Dataset entries
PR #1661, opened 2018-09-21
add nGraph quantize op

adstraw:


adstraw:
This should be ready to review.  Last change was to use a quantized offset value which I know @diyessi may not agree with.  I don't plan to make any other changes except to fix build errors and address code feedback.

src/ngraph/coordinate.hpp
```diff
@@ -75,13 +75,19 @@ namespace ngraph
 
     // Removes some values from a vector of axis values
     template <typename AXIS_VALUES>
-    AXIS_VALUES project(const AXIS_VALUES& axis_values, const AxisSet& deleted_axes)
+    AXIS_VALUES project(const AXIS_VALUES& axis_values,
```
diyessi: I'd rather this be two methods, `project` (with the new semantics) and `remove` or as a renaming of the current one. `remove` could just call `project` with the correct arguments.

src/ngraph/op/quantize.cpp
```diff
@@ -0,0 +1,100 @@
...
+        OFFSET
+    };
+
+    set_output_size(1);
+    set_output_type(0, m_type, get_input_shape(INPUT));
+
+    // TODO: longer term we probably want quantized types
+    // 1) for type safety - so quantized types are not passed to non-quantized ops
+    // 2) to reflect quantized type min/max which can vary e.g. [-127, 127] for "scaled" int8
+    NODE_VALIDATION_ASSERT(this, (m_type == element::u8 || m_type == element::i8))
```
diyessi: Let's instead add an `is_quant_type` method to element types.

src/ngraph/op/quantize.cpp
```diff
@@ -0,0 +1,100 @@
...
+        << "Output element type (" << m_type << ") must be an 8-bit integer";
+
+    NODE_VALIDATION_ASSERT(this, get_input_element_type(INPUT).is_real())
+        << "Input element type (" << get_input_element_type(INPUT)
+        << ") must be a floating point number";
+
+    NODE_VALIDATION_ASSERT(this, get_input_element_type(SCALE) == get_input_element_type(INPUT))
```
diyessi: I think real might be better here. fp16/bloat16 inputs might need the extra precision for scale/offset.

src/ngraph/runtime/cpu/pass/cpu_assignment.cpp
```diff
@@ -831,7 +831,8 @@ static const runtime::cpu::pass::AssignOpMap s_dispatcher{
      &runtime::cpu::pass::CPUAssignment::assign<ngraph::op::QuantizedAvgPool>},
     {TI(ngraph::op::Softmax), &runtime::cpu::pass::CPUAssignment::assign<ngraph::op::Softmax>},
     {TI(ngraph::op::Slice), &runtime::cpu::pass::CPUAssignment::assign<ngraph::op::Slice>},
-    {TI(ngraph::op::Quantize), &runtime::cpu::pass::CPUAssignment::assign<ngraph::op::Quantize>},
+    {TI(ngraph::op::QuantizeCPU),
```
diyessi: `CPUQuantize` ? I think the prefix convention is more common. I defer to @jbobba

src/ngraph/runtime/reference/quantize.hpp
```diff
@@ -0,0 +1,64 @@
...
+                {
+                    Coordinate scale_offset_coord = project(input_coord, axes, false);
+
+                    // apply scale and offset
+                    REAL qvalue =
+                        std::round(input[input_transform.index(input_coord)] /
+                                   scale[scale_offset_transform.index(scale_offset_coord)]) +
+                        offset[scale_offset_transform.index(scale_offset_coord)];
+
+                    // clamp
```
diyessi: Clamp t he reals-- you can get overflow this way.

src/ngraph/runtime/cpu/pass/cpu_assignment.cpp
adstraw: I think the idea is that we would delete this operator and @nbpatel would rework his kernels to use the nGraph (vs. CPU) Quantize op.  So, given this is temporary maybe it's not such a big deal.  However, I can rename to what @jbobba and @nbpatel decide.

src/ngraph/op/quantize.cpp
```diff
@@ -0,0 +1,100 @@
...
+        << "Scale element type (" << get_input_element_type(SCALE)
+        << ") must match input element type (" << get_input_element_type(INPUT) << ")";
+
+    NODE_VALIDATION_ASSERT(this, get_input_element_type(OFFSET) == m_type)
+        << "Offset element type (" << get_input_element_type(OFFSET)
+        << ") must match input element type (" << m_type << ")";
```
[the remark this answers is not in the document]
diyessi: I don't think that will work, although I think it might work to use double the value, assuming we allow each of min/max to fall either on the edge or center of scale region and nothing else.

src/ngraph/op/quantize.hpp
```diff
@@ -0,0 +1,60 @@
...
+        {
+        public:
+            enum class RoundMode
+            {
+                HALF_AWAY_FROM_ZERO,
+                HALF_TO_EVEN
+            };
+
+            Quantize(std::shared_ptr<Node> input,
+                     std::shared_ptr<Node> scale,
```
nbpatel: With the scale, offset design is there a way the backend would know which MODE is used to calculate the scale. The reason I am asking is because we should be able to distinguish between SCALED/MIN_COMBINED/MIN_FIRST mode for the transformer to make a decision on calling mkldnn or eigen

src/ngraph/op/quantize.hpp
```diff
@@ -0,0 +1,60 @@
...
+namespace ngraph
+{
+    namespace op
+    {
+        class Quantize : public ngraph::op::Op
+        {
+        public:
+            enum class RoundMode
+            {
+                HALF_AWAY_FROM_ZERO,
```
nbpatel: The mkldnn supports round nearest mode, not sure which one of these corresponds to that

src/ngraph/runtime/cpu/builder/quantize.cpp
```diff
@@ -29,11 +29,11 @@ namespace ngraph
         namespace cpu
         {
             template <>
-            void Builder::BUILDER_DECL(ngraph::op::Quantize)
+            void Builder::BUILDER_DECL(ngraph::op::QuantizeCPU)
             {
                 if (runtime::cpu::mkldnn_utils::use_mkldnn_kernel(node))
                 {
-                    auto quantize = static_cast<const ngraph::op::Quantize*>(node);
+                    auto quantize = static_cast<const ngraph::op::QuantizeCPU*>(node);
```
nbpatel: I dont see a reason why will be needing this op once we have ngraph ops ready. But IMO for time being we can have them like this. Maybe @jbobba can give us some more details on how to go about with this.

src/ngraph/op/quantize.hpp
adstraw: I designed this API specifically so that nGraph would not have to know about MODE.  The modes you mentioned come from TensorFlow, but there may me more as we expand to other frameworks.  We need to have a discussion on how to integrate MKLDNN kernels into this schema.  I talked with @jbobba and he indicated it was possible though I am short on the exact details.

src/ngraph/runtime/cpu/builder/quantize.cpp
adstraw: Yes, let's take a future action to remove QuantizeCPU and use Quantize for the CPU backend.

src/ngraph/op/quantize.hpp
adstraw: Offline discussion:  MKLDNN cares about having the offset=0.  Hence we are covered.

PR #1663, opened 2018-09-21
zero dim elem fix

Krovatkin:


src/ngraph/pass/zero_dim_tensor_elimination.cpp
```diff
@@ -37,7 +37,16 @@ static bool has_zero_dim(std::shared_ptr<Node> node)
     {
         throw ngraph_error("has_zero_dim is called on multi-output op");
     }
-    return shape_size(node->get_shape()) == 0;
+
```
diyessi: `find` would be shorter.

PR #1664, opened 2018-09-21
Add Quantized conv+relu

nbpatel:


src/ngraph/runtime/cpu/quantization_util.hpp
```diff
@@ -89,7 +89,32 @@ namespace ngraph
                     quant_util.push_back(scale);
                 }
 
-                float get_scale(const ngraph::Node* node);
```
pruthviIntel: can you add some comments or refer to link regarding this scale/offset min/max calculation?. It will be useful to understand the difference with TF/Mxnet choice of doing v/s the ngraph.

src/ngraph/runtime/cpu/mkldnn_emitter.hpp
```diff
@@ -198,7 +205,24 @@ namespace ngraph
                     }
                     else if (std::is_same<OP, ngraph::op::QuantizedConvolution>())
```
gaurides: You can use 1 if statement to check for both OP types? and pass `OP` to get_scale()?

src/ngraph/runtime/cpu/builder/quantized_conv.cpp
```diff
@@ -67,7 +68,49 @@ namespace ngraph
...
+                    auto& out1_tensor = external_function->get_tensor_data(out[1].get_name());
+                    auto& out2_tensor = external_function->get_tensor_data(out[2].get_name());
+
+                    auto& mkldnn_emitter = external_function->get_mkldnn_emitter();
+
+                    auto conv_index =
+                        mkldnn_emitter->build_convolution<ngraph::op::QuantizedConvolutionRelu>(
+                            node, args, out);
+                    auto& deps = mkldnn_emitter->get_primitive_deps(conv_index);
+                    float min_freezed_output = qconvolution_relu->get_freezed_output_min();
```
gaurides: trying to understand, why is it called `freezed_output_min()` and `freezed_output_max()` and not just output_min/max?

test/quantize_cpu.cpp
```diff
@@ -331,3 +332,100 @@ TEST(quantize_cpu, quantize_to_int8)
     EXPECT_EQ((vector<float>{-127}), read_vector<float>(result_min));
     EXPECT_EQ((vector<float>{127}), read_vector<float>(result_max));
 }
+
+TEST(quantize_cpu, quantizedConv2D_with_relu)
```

■ Directions for this task
Please report only the count of lines in the entries above where the word "called" appears.

■ Expected answer
2